El cuadro tercero transcurre en el Teatro Guiñol que les ha pedido a los Reyes Bobito. Salen en él Polichinela y Cristobita, caracterizado como un obrero con «blusa y gorra de visera o boina» (1, 13), un obrero protestón que representa a la izquierda revolucionaria: «Hay que hacer algo, / que ahora no mandan los nuestros / y está uno desesperao» (1, 15). Polichinela –¿quién sabe si no una encarnación grotesca del Caudillo? – apalea entonces a Cristobita y se dirige con estas palabras a los muchachos del público:
Ya lo sabéis, amiguitos:
cuando un frescales o un zángano
quiera abusar de los buenos
y explotar a los honrados,
lo mejor es una tranca
bien sujeta entre las manos…
Para entonces habían pasado muchos años desde que, a fines de 1909 Benavente –a ejemplo de su padre– decidiera ayudar al progreso de los niños con la herramienta que mejor dominaba: el teatro. En medio quedaban los años de brega política, en el Partido Conservador de Antonio Maura, sus polémicas con la Segunda República, su adhesión tal vez forzada pero real al régimen legítimo contra la sedición franquista… Todas esas vacilaciones y ambigüedades, probablemente calculadas, como la sexual, terminarían pasándole factura. Nuestra intelligentsia teatral, que suele conducirse más por el sectarismo que por una calmada reflexión, lo ha ido marginando del canon contemporáneo como si de un apestado se tratase. No salvan de su obra ni siquiera los títulos más indiscutibles, como Los intereses creados, cuyo centenario en 1907 pasó con total pena y sin ninguna gloria, para vergüenza de la programación de los teatros nacionales y municipales. Como escribe el profesor Ruiz Ramón, «olvidar la función innovadora que el teatro de Benavente tuvo en los últimos años del siglo xix y primeros del xx al romper definitivamente con una tradición teatral melodramática y declamatoria fundada en la peripecia y el patetismo, dejar de proclamar su originalidad como comediógrafo y su papel de actualizador de la escena española coetánea, que, mediante él, enlaza con las formas teatrales más modernas de la estética realista de su tiempo, sería incurrir en parcialidad y en error de apreciación histórica» (Ruiz Ramón, 1977, 37-38).

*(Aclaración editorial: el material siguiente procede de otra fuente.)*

PR #765, opened 2021-06-16
Add fixRightEdge time scale option

### LINKED ISSUE #218: Add option to fix right edge

edew:
**Type of PR:** Enhancement

**PR checklist:**

- [x] Addresses an existing issue: fixes #218 
- [x] Includes tests
- [x] Documentation update

**Overview of change:**

This adds a `fixRightEdge` option. Logically it's the same as `fixLeftEdge` but for the right.

These changes include logic to limit time scale bar spacing to `width / number of points` when **both** `fixRightEdge` and `fixLeftEdge` are enabled. This is so that zooming-out is prevented if it would cause either the first or last point to move too far from an edge.

### DIFF
--- a/src/model/time-scale.ts
+++ b/src/model/time-scale.ts
@@ -843,7 +843,10 @@ export class TimeScale {
 	}
 
 	private _doFixRightEdge(): void {
-		this.setRightOffset(0);
+		if (this._rightOffset > 0) {
+			this.setRightOffset(0);
+		}
+
 		this._correctBarSpacing();
 	}
 }
--- a/src/model/time-scale.ts
+++ b/src/model/time-scale.ts
@@ -843,9 +843,7 @@ export class TimeScale {
 	}
 
 	private _doFixRightEdge(): void {
-		if (this._rightOffset > 0) {
-			this.setRightOffset(0);
-		}
+		this._correctOffset();
 
 		this._correctBarSpacing();
 	}
--- a/src/model/time-scale.ts
+++ b/src/model/time-scale.ts
@@ -69,6 +69,7 @@ export interface TimeScaleOptions {
 	barSpacing: number;
 	minBarSpacing: number;
 	fixLeftEdge: boolean;
+	fixRightEdge: boolean;
 	lockVisibleTimeRangeOnResize: boolean;
 	rightBarStaysOnScroll: boolean;
 	borderVisible: boolean;
@@ -135,6 +136,10 @@ export class TimeScale {
 
 		if (this._options.fixLeftEdge) {
 			this._doFixLeftEdge();
+		}
+
+		if (this._options.fixRightEdge) {
+			this._doFixRightEdge();
 		}
 
 		// note that bar spacing should be applied before right offset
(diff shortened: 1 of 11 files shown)


tests/e2e/graphics/test-cases/applying-options/fix-both-edges.js
```diff
@@ -0,0 +1,29 @@
...
+	const mainSeries = chart.addLineSeries();
+	mainSeries.setData(generateData());
+
+	chart.timeScale().applyOptions({
+		fixLeftEdge: true,
+		fixRightEdge: true,
+	});
+
+	return new Promise(resolve => {
+		setTimeout(() => resolve(), 1000);
```
timocov, line 27: what this test case tests exactly?

btw if you down need to wait a time and use async operations in your test case - you can just skip returning a promise and the test runner will handle it correctly, e.g. https://github.com/tradingview/lightweight-charts/blob/master/tests/e2e/graphics/test-cases/months-chart.js

tests/e2e/graphics/test-cases/applying-options/fix-right-edge.js
```diff
@@ -0,0 +1,31 @@
...
+
+	const mainSeries = chart.addLineSeries();
+	mainSeries.setData(generateData());
+
+	chart.timeScale().applyOptions({
+		fixRightEdge: true,
+	});
+
+	return new Promise(resolve => {
+		setTimeout(() => resolve(), 1000);
```
timocov, line 29: shouldn't we set both fixRightEdge and fixLeftEdge here? just because the name of test case is `applying-options/fix-right-edge` so a bit confusing

timocov (changes requested):
I think we need to have the following test cases here:
1. Applying `fixRightEdge` at the start and make sure that it doesn't allow you to scroll to the future
1. Open chart, scroll to the future, apply `fixRightEdge` in a timeout and make sure that it fixes the current position
1. Open chart, scroll to _the past_, apply `fixRightEdge` in a timeout and make sure that it does nothing
1. Open chart, apply `fixRightEdge` in a timeout and make sure that it doesn't allow you to scroll to the future
1. Open chart with enabled `fixRightEdge`, then disable it after some time and then you should be able to scroll to the future
1. Open chart with enabled both `fixLeftEdge` and `fixRightEdge` and it shouldn't allow you to scroll to the past/future
1. Open chart, enable both `fixLeftEdge` and `fixRightEdge` after some time and it shouldn't allow you to scroll to the past/future (also it should correct the position _and_ barSpacing value)
1. Open the chart, zoom in the data so you have a data from the left and from the right edges, enable `

Probably you cover some of cases in your test cases already.

src/model/time-scale.ts
```diff
@@ -819,5 +838,15 @@ export class TimeScale {
 			const leftEdgeOffset = this._rightOffset - delta - 1;
 			this.setRightOffset(leftEdgeOffset);
 		}
+
+		this._correctBarSpacing();
+	}
+
+	private _doFixRightEdge(): void {
+		if (this._rightOffset > 0) {
+			this.setRightOffset(0);
```
timocov, line 847: why not `_correctOffset` method? it looks like it does what we need to? and we wouldn't need to check current value then

edew: I thought that the `_correctOffset` logic would cause the right offset to the wrong value in some cases... but I've tested it just now and it seems to work fine so I will change this 👍 .

timocov (approved):

Issue #795, opened 2021-07-26
Price line label show on both axis


thanhlmm:
**Lightweight Charts Version:** 3.4.0

**Steps/code to reproduce:**

```js
var series = chart.addLineSeries({
  color: "green",
  lineWidth: 2,
  priceScaleId: "left"
});

series.setData(
  data.map((row) => ({
    time: row.time,
    value: row.value * 10
  }))
);

var series2 = chart.addLineSeries({
  color: "red",
  lineWidth: 2,
  priceScaleId: "right"
});

series2.setData(data);

series2.createPriceLine({
  price: 98,
  color: "blue"
});
```

**Actual behavior:**

Price line label show on both axis

**Expected behavior:**

Price line show only on its axis

**Screenshots:**

<img width="514" alt="Screen Shot 2021-07-26 at 17 20 35" src="https://user-images.githubusercontent.com/9281080/126973739-76325b92-961b-4731-baf7-d41ccde0df1c.png">

**CodeSandbox/JSFiddle/etc link:**

https://codesandbox.io/s/price-line-show-on-both-axis-wo98u?file=/src/index.js:16149-16520

timocov:
The issues is [somewhere here](https://github.com/tradingview/lightweight-charts/blob/f26d7ce1592f8c8c4dec7c2736cf8b6bdee662fb/src/model/series.ts#L375-L378). @thanhlmm would you like to provide a fix for that?

thanhlmm:
@timocov I will

PR #799, opened 2021-07-27
Fix price line show on both axis

thanhlmm:
**Type of PR:** Fix bug

**PR checklist:**

- [x] Addresses an existing issue: #795
- [x] Includes tests
- [ ] Documentation update

### DIFF
--- a/src/model/custom-price-line.ts
+++ b/src/model/custom-price-line.ts
@@ -8,7 +8,6 @@ import { IPriceAxisView } from '../views/price-axis/iprice-axis-view';
 
 import { Coordinate } from './coordinate';
 import { PriceLineOptions } from './price-line-options';
-import { PriceScale } from './price-scale';
 import { Series } from './series';
 
 export class CustomPriceLine {
@@ -45,10 +44,6 @@ export class CustomPriceLine {
 
 	public priceAxisView(): IPriceAxisView {
 		return this._priceAxisView;
-	}
-
-	public priceScale(): PriceScale {
-		return this._series.priceScale();
 	}
 
 	public update(): void {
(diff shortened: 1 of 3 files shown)


src/model/custom-price-line.ts
```diff
@@ -46,6 +47,10 @@ export class CustomPriceLine {
 		return this._priceAxisView;
 	}
 
+	public priceScale(): PriceScale {
+		return this._series.priceScale();
```
timocov, line 51: as soon as price line is attached to series' price scale, do we need to have this method? look like we can check the value in series

src/model/series.ts
```diff
@@ -374,7 +374,10 @@ export class Series<T extends SeriesType = SeriesType> extends PriceDataSource i
 	public priceAxisViews(pane: Pane, priceScale: PriceScale): readonly IPriceAxisView[] {
 		const result = (priceScale === this._priceScale || this._isOverlay()) ? [...this._priceAxisViews] : [];
 		for (const customPriceLine of this._customPriceLines) {
-			result.push(customPriceLine.priceAxisView());
+			if (customPriceLine.priceScale() === priceScale) {
+				// Only show price on its series axis
+				result.push(customPriceLine.priceAxisView());
+			}
 		}
```
timocov, line 381: Looks like in case of `priceScale !== this._priceScale && !this._isOverlay()` we should return an empty array and the current result otherwise?

timocov (changes requested):
Thanks for your contributing! It seems that we can do it even simpler, see comments below.

src/model/series.ts
thanhlmm: The change is updated. I'm still confused by how things getting connected together

PR #800, opened 2021-07-28
Fix series draw in wrong order

### LINKED ISSUE #794: Overlapped line chart show wrong color order when hover
**Lightweight Charts Version:** 3.4.0

**Steps/code to reproduce:**

```js
  color: "green",
  lineWidth: 2
});

series.setData(data);

var series2 = chart.addLineSeries({
  color: "red",
  lineWidth: 2
});

series2.setData(data);
```

**Actual behavior:**

The crosshair when hover show as red but the line show in the chart is green.

**Expected behavior:**

The crosshair when hover should be in green since the green line is above the red line

**Screenshots:**

Screen Shot 2021-07-26 at 16 48 44

https://codesandbox.io/s/hardcore-frost-3pxjn?file=/src/index.js

thanhlmm:
**Type of PR:** Bugfix

**PR checklist:**

- [x] Addresses an existing issue: fixes #794
- [x] Includes tests
- [ ] Documentation update

**Overview of change:**
Change the way we sort sources

### DIFF
--- a/src/model/sort-sources.ts
+++ b/src/model/sort-sources.ts
@@ -4,6 +4,6 @@ import { IDataSource } from './idata-source';
 
 export function sortSources<T extends IDataSource>(sources: readonly T[]): T[] {
 	return sources.slice().sort((s1: IDataSource, s2: IDataSource) => {
-		return (ensureNotNull(ensureNotNull(s2.zorder())) - ensureNotNull(s1.zorder()));
+		return (ensureNotNull(s1.zorder()) - ensureNotNull(s2.zorder()));
 	});
 }
--- a/src/model/sort-sources.ts
+++ b/src/model/sort-sources.ts
@@ -4,6 +4,6 @@ import { IDataSource } from './idata-source';
 
 export function sortSources<T extends IDataSource>(sources: readonly T[]): T[] {
 	return sources.slice().sort((s1: IDataSource, s2: IDataSource) => {
-		return (ensureNotNull(s1.zorder()) - ensureNotNull(s2.zorder()));
+		return (ensureNotNull(ensureNotNull(s2.zorder())) - ensureNotNull(s1.zorder()));
 	});
 }
--- a/tests/e2e/graphics/test-cases/series/line-overlap.js
+++ b/tests/e2e/graphics/test-cases/series/line-overlap.js
@@ -1,0 +1,31 @@
+function generateData() {
+	const res = [];
+	const time = new Date(Date.UTC(2018, 0, 1, 0, 0, 0, 0));
+	for (let i = 0; i < 500; ++i) {
+		res.push({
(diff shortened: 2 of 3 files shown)


thanhlmm:
@timocov https://github.com/tradingview/lightweight-charts/blob/master/src/model/pane.ts#L169
The logic is that new added source will get a lower zorder (-1, -2,...). It does not feel like normal standard, `zIndex` in css for examples

src/model/sort-sources.ts
```diff
@@ -4,6 +4,6 @@ import { IDataSource } from './idata-source';
 
 export function sortSources<T extends IDataSource>(sources: readonly T[]): T[] {
 	return sources.slice().sort((s1: IDataSource, s2: IDataSource) => {
-		return (ensureNotNull(s1.zorder()) - ensureNotNull(s2.zorder()));
+		return (ensureNotNull(ensureNotNull(s2.zorder())) - ensureNotNull(s1.zorder()));
```
timocov, line 7: It seems that the order will be different now? I'd say that issue is in the code you mentioned in https://github.com/tradingview/lightweight-charts/pull/800#issuecomment-887996141, since it's strange that the new created series are back of previous ones. This change affects the order so basically our zorder will have different meaning and I don't think that this is what we want to have.

I'd say the new series should have `previous max + 1` zorder just to be at top of all previous ones so it might be expected to others who creates the series.

timocov (changes requested):

src/model/sort-sources.ts
thanhlmm: I will update it as `previous max + 1`. I'm not sure that the previous logic is there for any other reason so I make as little change as possible

timocov (approved):

tests/e2e/graphics/test-cases/series/line-overlap.js
```diff
@@ -0,0 +1,31 @@
...
+			time: time.getTime() / 1000,
+			value: i,
+		});
+
+		time.setUTCDate(time.getUTCDate() + 1);
+	}
+	return res;
+}
+
+export function runTestCase(container) {
```
timocov, line 15:
```suggestion
function runTestCase(container) {
```

thanhlmm: In debug, I can import the test case to live test it by doing
```js
<script type="module">
  import { runTestCase } from './tests/e2e/graphics/test-cases/series/line-color-function.js';
  runTestCase(document.getElementById('container'));
</script>
```

timocov: Oh, didn't know that 👍 Our test system isn't ready for that yet so just removed export keyword for now to make it work in CI

timocov:
@thanhlmm thanks for your work! Merged now.

PR #801, opened 2021-07-28
Add chart export background

### LINKED ISSUE #798: Screenshot output missing piece on bottom right
**Lightweight Charts Version:** 3.4.0

**Steps/code to reproduce:**

```js
  color: "green",
  lineWidth: 2,
  priceScaleId: "left"
});

series.setData(
  data.map((row) => ({
    time: row.time,
    value: row.value * 10
  }))
);

var series2 = chart.addLineSeries({
  color: "red",
  lineWidth: 2,
  priceScaleId: "right"
});

series2.setData(data);

series2.createPriceLine({
  price: 98,
  color: "blue"
});

const dataUrl = window.chart.takeScreenshot().toDataURL();
```

**Actual behavior:**

The output image is missing a pieces on bottom right

**Expected behavior:**

The image is filled all by the chart layout.backgroundColor

**Screenshots:**

Screen Shot 2021-07-27 at 20 00 44
(The yellow is background)

https://codesandbox.io/s/screenshot-bug-yyqck?file=/src/index.js

thanhlmm:
**Type of PR:** bugfix

**PR checklist:**

- [x] Addresses an existing issue: fixes #798 
- [x] Includes tests
- [ ] Documentation update

**Overview of change:**
Add chart background when exporting


timocov:
@thanhlmm can you add a test case for that please? Just to be sure that 1) the change fixes the issue 2) we won't break it in the future. I think you can slightly modify this test case https://github.com/tradingview/lightweight-charts/blob/master/tests/e2e/graphics/test-cases/take-screenshot.js.

timocov:
@thanhlmm it seems that the test case works fine, probably something is missed?

thanhlmm:
I added new test case

timocov:
> it seems that the test case works fine, probably something is missed?

Let me explain a bit. e2e tests are screenshots-based tests which are comparing what the library from merge-base commit and from PR branch are generating. Thus, if you fixed something and added e2e test case for that we expect that the tests to be failed as soon as there should be a difference between master branch and your changes. If tests are passed that means that a test doesn't actually check the issue.

thanhlmm:
Updated. Thanks

src/gui/chart-widget.ts
```diff
@@ -289,6 +289,11 @@ export class ChartWidget implements IDestroyable {
 				}
 			}
 		});
+		// Set chart background
+		ctx.globalCompositeOperation = 'destination-over';
+		ctx.fillStyle = this._options.layout.backgroundColor;
+		ctx.fillRect(0, 0, targetCanvas.width, targetCanvas.height);
+		ctx.globalCompositeOperation = 'source-over';
```
timocov, line 296: I don't think that this code is the issue actually. If you look closer to the screenshot you can see that there are still the issue with screenshots and looks like the issue is in different place.

How it is now (in master branch):

image

How it is in this PR:

image

Differences:
image

- looks like a small dot of the right axis still is not presented on the screenshot
- there is some overlapping of time axis and something else so we don't have a border in some area

It seems that the issue is at 286 line, so instead of `targetX = firstPane.getSize().w;` we should do `targetX += firstPane.getSize().w;` to add left pane's width to current coordinate. If you remove this change and only replace `=` with `+=` it will works correctly 🙂 Single character fix 😄

timocov (changes requested):
It seems that the fix is made in wrong place. Look at my comment above

timocov (approved):

timocov:
Thank you for your contribution!

PR #813, opened 2021-08-05
Area with baseline chart

### LINKED ISSUE #151: Baseline series type
Is it possible to fill Area from predefined level (ex. 0)?
If you draw graph with negative values it currently fills area up from minimum value.
It maybe will be more logical to fill are from maximum to minimum.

La escena española contemporánea no está sobrada de tentativas renovadoras e imaginativas. Una de las más felizmente pioneras fue, sin duda, el Teatro de los Niños. Con él Benavente quiso ayudar a la benemérita tarea de mejorar el mundo y la sociedad española, tan necesitada de empeños tan altruistas y benefactores. Y había que empezar por involucrar en esa tarea regeneradora a quienes menos contaminados de maldad estaban: los niños. Y había que hacerlo con el arte que más y mejor les podía llegar, esto es, el teatro, porque –como escribe Gómez de la Serna en su Automoribundia– «el teatro es en medio de todo una eterna infantilidad y al mismo tiempo le incumbe la más adulta de las misiones que es variar las costumbres hipócritas del mundo, mostrando una suspensión de la realidad (1957, 380).